真田は珍しく感傷的な気分になって線香花火を見つめていた。俺達はいつまでこうしていられるのだろうか、と柄にもなく思いを巡らせている。しかし矛盾もそこに生じていた。いくら未来について考えてみても、それを現実的に受け止めることができないのだ。ここに自分たちが三人でいることは本当に単純な必然で、この穏やかな時間はいつまでも続くものだと当然のように思っている自分がいる。いつまでもこうしていたいと、彼らしくない思いが花火と同じにパチパチとはじけていた。しかしやがて秋が終わり、冬が来て、春が来れば、彼らはもう中学三年生ではなくなる。同じ日は二度と来ない。
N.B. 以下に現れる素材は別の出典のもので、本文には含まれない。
PR #4725, opened 2025-04-22
[Issue #4622] Refactor email notifications

### LINKED ISSUE #4622: Refactor Email notification
### Summary

Refactor NotificationTask such that, we have:
-  Main task that handles sending the email notifications
- 3 Sub Classes that inherit from the Main class for  each email notification types: `update_notification`, `closing_date_notifications`, `search_notifications`

### Acceptance criteria

[ ] Code refactored
[ ] Tests updated/created

babebe:
## Summary
Fixes #4622

### Time to review: __20 mins__

* Created new task for sending email notification
* Segregate the 3 different "sub-tasks" into individual tasks 
* Created tests for each sub-tasks


api/src/task/notifications/BaseNotification.py
```diff
@@ -0,0 +1,51 @@
...
+
+import src.adapters.db as db
+from src.adapters.search import SearchClient
+from src.db.models.user_models import User, UserSavedOpportunity, UserSavedSearch
+from src.task.notifications.constants import EmailData
+
+logger = logging.getLogger(__name__)
+
+
+class BaseNotification(ABC):
```
chouinar, line 16: These classes should all be derived from the Task class, just so it comes with the automatic timing/metric stuff. We should have these be used like the transform job where we just have a config to turn tasks on/off. It's perfectly fine to have an ECS task call multiple "Task" classes (even if that ends up being a tad confusing to follow).

You could even make it so this case class has a few abstract methods as you do here, but its `run_task` method calls each of those in order.

api/src/task/notifications/BaseNotification.py
```diff
@@ -0,0 +1,51 @@
+import logging
+from abc import ABC, abstractmethod
+from typing import Optional
```
chouinar, line 3: Just use `whatever_type | None`
```suggestion

```

api/src/task/notifications/closing_date_notification.py
```diff
@@ -0,0 +1,171 @@
...
+
+
+class ClosingDateNotification(BaseNotification):
+    collected_data: dict | None = None
+
+    def __init__(self, db_session: db.Session):
+        super().__init__(
+            db_session,
+        )
+        self.frontend_base_url = None
```
chouinar, line 32: This should be a config parameter somewhere.

api/src/task/notifications/closing_date_notification.py
```diff
@@ -0,0 +1,171 @@
...
+                "user_count": len(closing_date_opportunities),
+                "total_notifications": sum(
+                    len(closing_date_opportunities)
+                    for container in closing_date_opportunities.values()
+                ),
+            },
+        )
+        self.collected_data = closing_date_opportunities or None
+
+        return closing_date_opportunities or None
```
chouinar, line 81: It generally makes logic a bit easier when working with lists/sets/collections, just return an empty list/set/whatever.

Normally we'll have logic like:

```py
my_values = get_some_list(...)
for value in my_values:
    print(value)
```
If `get_some_list` always returns a list, this works, if we can return None, then we have to additionally add guardrails if it is None. Better to just return an empty list. If an empty list is a sign of a problem, well then we can add a `if len(my_values) == 0`.

Not having anything to iterate over is often fine, keep it simple.

api/src/task/notifications/closing_date_notification.py
```diff
@@ -0,0 +1,171 @@
+import logging
+from datetime import timedelta
+from typing import List
```
chouinar, line 3: Just use `list[...]`
```suggestion

```

api/src/task/notifications/closing_date_notification.py
```diff
@@ -0,0 +1,171 @@
...
+    ) -> EmailData:
+
+        notification: dict[UUID, str] = {}
+        to_address_list: List[str] = []
+
+        for user_id, saved_items in closing_date_data.items():
+            user_email = self._get_user_email(user_id)
+            if not user_email:
+                continue
+            if len(saved_items) == 1:
```
chouinar, line 94: Why this special logic for a single item? Why not just always iterate over the list?

api/src/task/notifications/generate_notifications.py
```diff
@@ -92,357 +53,55 @@ def __init__(
...
-                "user_count": len(self.user_notification_map),
-                "total_searches": sum(
-                    len(container.saved_searches)
-                    for container in self.user_notification_map.values()
-                ),
-            },
-        )
-
-    def _send_notifications(self) -> None:
+    def send_notifications(self, data: EmailData) -> None:
```
chouinar, line 75: Why not make `send_notifications` a function in your base notification class and just have it be called after the other functions? Keep it all contained in one class, although the actual sending is a shared util

api/src/task/notifications/BaseNotification.py
chouinar, line 1: File should be named `base_notification.py`

api/src/task/notifications/closing_date_notification.py
```diff
@@ -0,0 +1,171 @@
...
+CONTACT_INFO = (
+    "mailto:support@grants.gov\n"
+    "1-800-518-4726\n"
+    "24 hours a day, 7 days a week\n"
+    "Closed on federal holidays"
+)
+
+
+class ClosingDateNotification(BaseNotification):
+    collected_data: dict | None = None
```
chouinar, line 26: **Caution with setting values like this** - it's easy to make the mistake because we do this sort of thing with dataclasses/pydantic/SQLAlchemy models - the way those objects are built is fundamentally different and not normal.

If you define a value like this normally, it's not defined on the object, it's defined on the class itself which leads to weird behavior.

Here's an example:
```py
class MyClass:
     x: int | None = None

obj1 = MyClass()
obj1.x = 5
print(obj1.x) # prints 5 like you'd expect

obj2 = MyClass()
print(obj2.x) # prints None like you'd expect

MyClass.x = 4 # change on the class itself
print(ob1.x) # prints 4
print(obj2.x) # also prints 4
```

Effectively, don't set anything that isn't class-scoped like this. I'd recommend just making it something you initialize in an `__init__` function.

api/src/task/notifications/closing_date_notification.py
```diff
@@ -0,0 +1,185 @@
...
+                close_date_stmt = select(OpportunitySummary.close_date).where(
+                    OpportunitySummary.opportunity_id == opportunity.opportunity_id
+                )
+                close_date = self.db_session.execute(close_date_stmt).scalar_one_or_none()
+                if close_date is None:
+                    logger.warning(
+                        "No close date found for opportunity",
+                        extra={"opportunity_id": opportunity.opportunity_id},
+                    )
+                    continue
```
chouinar, line 112: This logic assumes an opportunity has a single opportunity summary which isn't correct, it can have two, and the logic of how that works is an entire task that sets the data up for you already. Don't write any queries, just do:
```py
close_date = opportunity.current_opportunity_summary.opportunity_summary.close_date if opportunity.current_opportunity_summary
```

We have relationships between these, don't write queries.

api/src/task/notifications/base_notification.py
```diff
@@ -0,0 +1,89 @@
...
+        user = self.db_session.execute(
+            select(User).where(User.user_id == user_id)
+        ).scalar_one_or_none()
+
+        if not user or not user.email:
+            logger.warning(
+                "No email found for user", extra={"user_id": user.user_id if user else None}
+            )
+            return None
+        return user.email
```
chouinar, line 50: Since all notifications are driven by tables like `UserSavedOpportunity` or `UserSavedSearch` that are connected to the user, I wonder if there is a clean way of grabbing the user from those records?

That way we can both:
* Fetch the user object when fetching the saved record (better performance)
* Not need this special logic

api/src/task/notifications/base_notification.py
```diff
@@ -0,0 +1,89 @@
...
+
+logger = logging.getLogger(__name__)
+
+
+class BaseNotification(Task):
+
+    @abstractmethod
+    def collect_notifications(
+        self,
+    ) -> dict[UUID, list[Any]]:
```
chouinar, line 22: Two ideas to avoid `Any`
* Don't pass the values around, just call the functions, each function has to grab the values at the beginning from something it setup in `__init__`
* Generics (may or may not be better in this case, but useful to be aware of)

If you want to have the typing be a tad better here, we could use [Generics](https://typing.python.org/en/latest/reference/generics.html).

Effectively, we define this class as `class BaseNotification(Task, Generic[T])` and the derived classes are like `ClosingDateNotification(BaseNotification[UserSavedOpportunity])`. You can see a really simple version of this with our Lookup classes: https://github.com/HHS/simpler-grants-gov/blob/main/api/src/db/models/lookup/lookup.py

api/src/task/notifications/base_notification.py
```diff
@@ -0,0 +1,89 @@
...
+                        message=message,
+                        pinpoint_client=pinpoint_client,
+                        app_id=app_id,
+                    )
+                    logger.info(
+                        "Successfully sent notification to user",
+                        extra={
+                            "user_id": user_id,
+                        },
+                    )
```
chouinar, line 81: I'd recommend two additions to the `extra` here:
* Add the `notification_reason`
* Add the notification log ID - this is slightly trickier as it doesn't get set until it's flushed to the DB, so instead we'd need to set the ID ourselves when we create it above - just set it to `uuid.uuid4()`

api/src/task/notifications/closing_date_notification.py
```diff
@@ -0,0 +1,185 @@
...
+        db_session: db.Session,
+        app_id: str,
+        pinpoint_client: botocore.client.BaseClient | None = None,
+        frontend_base_url: str | None = None,
+    ):
+        super().__init__(db_session)
+        self.app_id = app_id
+        self.pinpoint_client = pinpoint_client
+        self.frontend_base_url = frontend_base_url
+        self.collected_data: dict | None = None
```
chouinar, line 38: Since the pinpoint stuff is shared between every notification task, can we move the `self.x = ...` bit up to that class for app ID and pinpoint client?

api/src/task/notifications/constants.py
```diff
@@ -0,0 +1,25 @@
+from dataclasses import dataclass
+from enum import StrEnum
+from typing import List
```
chouinar, line 3:
```suggestion

```

api/src/task/notifications/constants.py
```diff
@@ -0,0 +1,25 @@
...
+
+
+class NotificationReasons(StrEnum):
```
chouinar, line 6: Nit: Singular as something has a single notification reason
```suggestion
class NotificationReason(StrEnum):
```

api/src/task/notifications/closing_date_notification.py
```diff
@@ -0,0 +1,185 @@
...
+                        "opportunity_ids": [opp.opportunity_id for opp in saved_items],
+                    },
+                )
+
+    def run_task(self) -> None:
+        """Override to define the task logic"""
+        data = self.notification_data()
+        if data:
+            self.send_notifications(data, self.pinpoint_client, self.app_id)
+            self.create_user_opportunity_notification_log()
```
chouinar, line 185: Make sure to put `with db_session.begin():` around whatever we're running so it commits at the end.

api/src/task/notifications/opportunity_notifcation.py
```diff
@@ -0,0 +1,79 @@
+import logging
+from typing import List
```
chouinar, line 2:
```suggestion
```

api/src/task/notifications/base_notification.py
```diff
@@ -0,0 +1,89 @@
...
+            )
+            return None
+        return user.email
+
+    def send_notifications(
+        self,
+        data: EmailData,
+        pinpoint_client: botocore.client.BaseClient | None,
+        app_id: str,
+    ) -> None:
```
chouinar, line 57: If the pinpoint client and app ID are already set in the init, could we exclude passing them around here and just do `self.pinpoint_client`?

api/src/task/notifications/opportunity_notifcation.py
```diff
@@ -0,0 +1,79 @@
...
+            message = f"You have updates to {len(saved_items)} saved opportunities"
+            notification[user_id] = message
+            to_address_list.append(user_email)
+
+        return EmailData(
+            to_addresses=to_address_list,
+            subject="Updates to Your Saved Opportunities",
+            content=notification,
+            notification_reason=NotificationReasons.OPPORTUNITY_UPDATES,
+        )
```
chouinar, line 73: As I'm looking at this, I'm wondering if these two parts should be merged together.

In `collect_notifications` we do the DB query and make a weird map of `user_id` to a list of whatever the saved thing is for a given notification class.

In `prepare_notifications` we then iterate over everything we collected, add an email and a message.

What if we just did one pass, and did that altogether? Would that be an issue?

api/src/task/notifications/constants.py
```diff
@@ -0,0 +1,25 @@
...
+    SEARCHES_TRACKED = "searches_tracked"
+    NOTIFICATIONS_SENT = "notifications_sent"
+
+
+@dataclass
+class EmailData:
+    to_addresses: List[str]
+    subject: str
+    content: dict
+    notification_reason: NotificationReasons
```
chouinar, line 25: I'm not following the data model for this - do we make a single EmailData object and put every notification we're going to send out into it?

If 5 people need notifications, I might be reading the implementation of this elsewhere that EVERYONE receives EVERYONEs notifications - I think there's a bit of a different way we could construct this - an EmailData should be a single one for a given user, not a single object for everyone

api/src/task/notifications/opportunity_notifcation.py
babebe: I think its much readable and easier to test if separated and one we would still need to group it by the user, for aggregated info that is logged and in the message... which the group by could be done in the query but i think this is more readable.

api/src/task/notifications/constants.py
babebe: switched data model per user

chouinar (changes requested):
I'm not following the changes you've made here - it looks to be undoing a lot of what you had already done?

At its core, the process for every one of these email notifications should:
* Collect the emails we want to send out
* Send out those emails
* Update some tables so we don't re-notify

Collecting the emails is currently split up and you're running into some weird issues with passing that data around, make it simple, don't split that up.

Sending out the emails is defined in the base class.

Updating the tables at the end is actually the trickiest part as we have different tables to do that for, that depends on how we setup the data we pass around.

All of this together means that in the base class we implement something that looks like:
```
def run_task(self) -> None:
      records = self.collect_email_notifications()
      self.send_notifications(records)
      self.post_process_records(records)
```

Every notification job then needs to implement the collect + post process functions.

I would recommend we get that pattern working for one of the 3 jobs before trying to make it work for all of them.

api/tests/src/task/notifications/test_closing_date_notification.py
```diff
@@ -0,0 +1,201 @@
...
+    return user
+
+
+@pytest.fixture(autouse=True)
+def clear_data(db_session):
+    """Clear all notification logs"""
+    db_session.query(UserNotificationLog).delete()
+    db_session.query(UserOpportunityNotificationLog).delete()
+    cascade_delete_from_db_table(db_session, Opportunity)
+    db_session.query(UserSavedOpportunity).delete()
```
chouinar, line 33: Can we use cascade_delete_from_db_table for each of these?

api/src/task/notifications/closing_date_notification.py
```diff
@@ -0,0 +1,193 @@
...
+        self.frontend_base_url = frontend_base_url
+
+    def collect_email_notifications(self) -> list[UserEmailNotification]:
+        """Collect notifications for opportunities closing in two weeks"""
+        two_weeks_from_now = datetime_util.utcnow() + timedelta(days=14)
+
+        # Find saved opportunities closing in two weeks that haven't been notified
+        stmt = (
+            select(UserSavedOpportunity)
+            .options(joinedload(UserSavedOpportunity.user))
```
chouinar, line 43: selectinload seems to work better - I've seen cases where joinedload just doesn't return for big enough queries. Might be safer to use that instead.

api/tests/src/task/notifications/test_closing_date_notification.py
```diff
@@ -0,0 +1,201 @@
...
+    _clear_mock_responses()
+    assert len(notification_opportunity_logs) == 1
+
+    # Run the notification task
+    task_again = EmailNotificationTask(db_session, search_client)
+    task_again.run()
+
+    # Verify no emails were sent
+    mock_responses = _get_mock_responses()
+    print(mock_responses)
```
chouinar, line 154:
```suggestion
```

api/src/task/notifications/closing_date_notification.py
```diff
@@ -0,0 +1,193 @@
...
+                closing_opportunities.append(
+                    {
+                        "opportunity_id": opportunity.opportunity_id,
+                        "opportunity_title": opportunity.opportunity_title,
+                        "close_date": close_date,
+                    }
+                )
+
+            if closing_opportunities:
+                message = self._build_notification_message(closing_opportunities)
```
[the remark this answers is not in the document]
babebe: Yea, separating the logic made sense here and more readable

api/src/task/notifications/closing_date_notification.py
```diff
@@ -0,0 +1,193 @@
...
+                "total_closing_opportunities": sum(
+                    len(n.notified_object_ids) for n in users_email_notifications
+                ),
+            },
+        )
+
+        return users_email_notifications
+
+    def _build_notification_message(self, closing_opportunities: list) -> str:
+        message = "Applications for the following funding opportunity are due in two weeks:\n\n"
```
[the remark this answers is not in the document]
babebe: Will fallow-up here: https://github.com/HHS/simpler-grants-gov/issues/4926

api/src/task/notifications/base_notification.py
```diff
@@ -0,0 +1,98 @@
...
+        self,
+        db_session: db.Session,
+        pinpoint_client: botocore.client.BaseClient | None = None,
+        notification_config: EmailNotificationConfig | None = None,
+    ):
+        super().__init__(
+            db_session,
+        )
+
+        self.pinpoint_client = pinpoint_client
```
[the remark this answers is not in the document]
babebe: It is None here and get_pinpoint_client retrieves it. Not sure why it was setup as such. Removed

api/src/task/notifications/base_notification.py
```diff
@@ -0,0 +1,98 @@
...
+
+                self.increment(Metrics.USERS_NOTIFIED)
+
+            except Exception as e:
+                # Notification log will be updated in the finally block
+                logger.exception(
+                    f"Failed to send notification email: {str(e)}",
+                    extra={
+                        "user_id": user_notification.user_id,
+                        "email": user_notification.user_email,
```
chouinar, line 87: We do not want to log user emails ever.
```suggestion

```

api/src/task/notifications/base_notification.py
```diff
@@ -0,0 +1,98 @@
...
+                )
+                notification_log.notification_sent = True
+                user_notification.is_notified = True
+
+                self.increment(Metrics.USERS_NOTIFIED)
+
+            except Exception as e:
+                # Notification log will be updated in the finally block
+                logger.exception(
+                    f"Failed to send notification email: {str(e)}",
```
chouinar, line 84: `logger.exception` already puts the error on the extra object, don't add it twice.
```suggestion
                    "Failed to send notification email",
```

api/tests/src/task/notifications/test_generate_notifications.py
```diff
@@ -39,13 +41,14 @@ def setup_search_data(opportunity_index, opportunity_index_alias, search_client)
     search_client.swap_alias_index(opportunity_index, opportunity_index_alias)
 
 
-@pytest.fixture
+@pytest.fixture(autouse=True)
 def clear_notification_logs(db_session):
     """Clear all notification logs"""
     db_session.query(UserNotificationLog).delete()
+    db_session.query(UserOpportunityNotificationLog).delete()
```
chouinar, line 48: Should be using cascade_delete_from_db_table for these

chouinar (approved):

幸村はただじっと目先の線香花火に集中していた。落ちるなよ、と知らず知らずのうちにつぶやいていた。その言葉に反して小さな火の玉はあまりたくさんの火花を散らす間もなくぽとりと落ちて、手の中には細いこよりだけが残った。あーあ、とため息をつくと真田が新しい線香花火を差しだした。ありがとう、と受け取って火をつけた幸村はもう一度線香花火の始まりに気持ちを向けた。動かさないようぐっと集中して見つめ続ける。少しずつ火花は勢いを増して綺麗にパチパチと音をたてた。柳と真田もその大きさに見入った。三人は同じ火花を見つめて息を殺していた。
しかし突然拍子抜けしたように秋風が吹き、火の玉はあっけなく落ちた。同時に三人も我にかえって互いに顔を見合わせた。

「残念だな、今のはとても良かったのに」
「一番きれいだったね」

そう言って寂しそうに笑った幸村は昔と似た薄青のシャツを着ている、と真田は心のどこかで思った。